THE PROBLEM
What do the lines say, reproduced word for word, from the first of the entries below through the line bearing "--- a/microcosm_flask/conventions/build_info.py"?

AVAILABLE RECORDS
PR #137, opened 2017-08-14
Remove several deprecated code paths

jessemyers:
- Stop using "path" for namespaces; use prefix instead
 - Stop trying to configure conventions with custom prefixes
 - Stop trying to auto-generate Namespaces

### DIFF
--- a/microcosm_flask/conventions/build_info.py
+++ b/microcosm_flask/conventions/build_info.py
@@ -42,7 +42,6 @@ class BuildInfoConvention(Convention):
 
 
 @defaults(
-    path_prefix="",
     build_num=None,
     sha1=None,
 )
@@ -52,7 +51,6 @@ def configure_build_info(graph):
 
     """
     ns = Namespace(
-        path=graph.config.build_info_convention.path_prefix,
         subject=BuildInfo,
     )
 
--- a/microcosm_flask/conventions/relation.py
+++ b/microcosm_flask/conventions/relation.py
@@ -18,7 +18,6 @@ from microcosm_flask.conventions.encoding import (
     require_response_data,
 )
 from microcosm_flask.conventions.registry import qs, request, response
-from microcosm_flask.namespaces import Namespace
 from microcosm_flask.operations import Operation
 from microcosm_flask.paging import OffsetLimitPage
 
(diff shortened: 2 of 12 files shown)


microcosm_flask/conventions/build_info.py
```diff
@@ -42,7 +42,6 @@ def build_info():
 
 
 @defaults(
-    path_prefix="",
```
jessemyers: In practice, we don't use the ability to re-prefix the convention-driven endpoints; instead, we use a different `Namespace`.

Removing this "feature" helps clarify the `Namespace` API, which is currently a little confusing.

microcosm_flask/conventions/relation.py
```diff
@@ -205,11 +204,10 @@ def search(**path_data):
         search.__doc__ = "Search for {} relative to a {}".format(pluralize(ns.object_name), ns.subject_name)
 
 
-def configure_relation(graph, ns, mappings, path_prefix=""):
+def configure_relation(graph, ns, mappings):
     """
     Register relation endpoint(s) between two resources.
 
     """
-    ns = Namespace.make(ns, path=path_prefix)
```
jessemyers: Stop trying to generate `Namespace` arguments on-the-fly.

This ability was added to transition to the `Namespace` class, which is now widely used.

microcosm_flask/linking.py
```diff
@@ -87,9 +88,7 @@ def for_(cls, operation, ns, qs=None, type=None, allow_templates=False, **kwargs
         :param kwargs: optional endpoint expansion arguments (e.g. for URI parameters)
         :raises BuildError: if link templating is needed and disallowed
         """
-        # ensure that we actually have a Namespace; many legacy code paths use strings or tuples
-        ns = Namespace.make(ns)
-
+        assert isinstance(ns, Namespace)
```
jessemyers: Catch configuration problems early.

microcosm_flask/namespaces.py
```diff
@@ -32,11 +32,9 @@ class Namespace(object):
     object encapsulates the rest.
 
     """
-
     def __init__(self,
                  subject,
                  object_=None,
-                 path=None,
```
jessemyers: Stop allowing "path" as an argument. It hasn't existed as a real argument for a long time.

PR #326, opened 2025-05-14
Unify requirements files

mxsrc:
This merges the simplyblock_web/requirements.txt file into the top-level one. The project is packaged as one, so splitting up requirement files duplicates entries and invites inconsistencies.


requirements.txt
```diff
@@ -18,6 +17,7 @@ jinja2
 argcomplete
 jc
 sentry-sdk
-prometheus_client
-ec2_metadata
-
+prometheus-client
```
boddumanohar, line 20: Should we consider locking the versions so that builds are always reproducible and don't get affected by version incompatibilities?

boddumanohar (approved):

PR #337, opened 2025-05-23
Alceml create helper

mxsrc:
This introduces a helper for alceml device creation which is being used at different locations in the code and largely the same.


Hamdy-khader (approved):
+1

PR #338, opened 2025-05-26
use dockerhub images

boddumanohar:
## Summary of changes

Currently pulling the images for AWS ECR results in error

```
docker pull public.ecr.aws/simply-block/simplyblock:main
Error response from daemon: toomanyrequests: Data limit exceeded
```

This is due to 500GB/Month limit on for un authenticated pulls and this cannot be changed. 

https://aws.amazon.com/ecr/pricing/

Currently for docker hub images, for internal testing purposes testing, we could use our docker proxy. And in general, anyone could setup one quite easily using https://hub.docker.com/_/registry


mxsrc:
This occurence needs to be adapted as well: https://github.com/simplyblock-io/sbcli/actions/runs/15252403118/workflow?pr=338#L57

boddumanohar:
the integration tests are failing due to the same reason that this PR is trying to fix: 

```
toomanyrequests: Data limit exceeded
```

The tests, should be fixed when the PR is merged.

boddumanohar:
the value thats passes as a part of SBCLI_INSTALL_SOURCE is always getting over written. we should SBCLI_BRANCH instead. So pushed a change for the same.
https://github.com/simplyblock-io/sbcli/pull/338/commits/87d352c42b3bbe1d30a80b459982f53b98052346

The build for this PR will fail, because GitHub actions is taking the change for main branch

mxsrc (approved):
Looks good!

PR #341, opened 2025-05-27
Exchanged term node-ip for node-addr in storage node add

noctarius:
When adding a storage node, the node address (<ip>:5000) has to be given, not the node ip by itself. This PR changes the terminology and internal variable, as well as optimizes the help text.


mxsrc (approved):
Looks good!

PR #345, opened 2025-05-27
Introduce exception based error handling

mxsrc:
This PR introduces exception-based error handling. It lays the groundwork to start using exceptions more actively.

It adds contribution guidelines describing how to handle errors, and guards for uncaught exceptions at the entrypoints.
In the CLI, exceptions are caught and their message is printed. If the debug flag is set, the stack trace is printed as well
In the API, the exception is converted to a json representation and returned. If no explicit status code is set, 500 (Internal server error) is used.

The `cluster_ops` module is refactored to use exception based error handling.
In the process, a number of additional error checks were added, and some were removed as they were used to guard against exceptions being thrown later on.
Since the rest of the code-base is not yet converted to exceptions, many exceptions originate in this module now. With more of the code being transformed, these checks will be reduced. A common pattern is

```
ret = call()
if not ret:
    logger.error('msg')
    return False
```
which now often reads
```
ret = call()
if not ret:
    raise ValueError('msg')
```
and in the future will be shortened to
```
call()
```
as the exception originates in the `call` function.

In the process, I moved some of the output formatting out of the `cluster_ops` functions and into `clibase`.

Since the CLI expects all called functions to return a value that evaluates is truethy (`bool(ret) == True`), after calling the functions an unconditional `return True` is used, as errors are communicated via exceptions.

### DIFF
--- a/CONTRIBUTING.md
+++ b/CONTRIBUTING.md
@@ -1,0 +1,55 @@
+# Contribution guidelines
+
+## Error Handling Guidelines
+All contributions to this repository must follow exception-based error handling practices. This applies to:
+
+- **New code**: All newly introduced functions, methods, and modules
+- **Modified code**: Any existing code that is touched or refactored as part of your changeset
+
+When modifying existing code that uses other error handling patterns:
+
+- Convert the touched code sections to use exceptions
+- Update calling code within the same changeset if necessary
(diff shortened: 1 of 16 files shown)


Hamdy-khader:
@mxsrc Let's resolve conflicts and merge.
Thanks!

SOLUTION
PR #137, opened 2017-08-14
Remove several deprecated code paths

jessemyers:
- Stop using "path" for namespaces; use prefix instead
 - Stop trying to configure conventions with custom prefixes
 - Stop trying to auto-generate Namespaces

### DIFF
--- a/microcosm_flask/conventions/build_info.py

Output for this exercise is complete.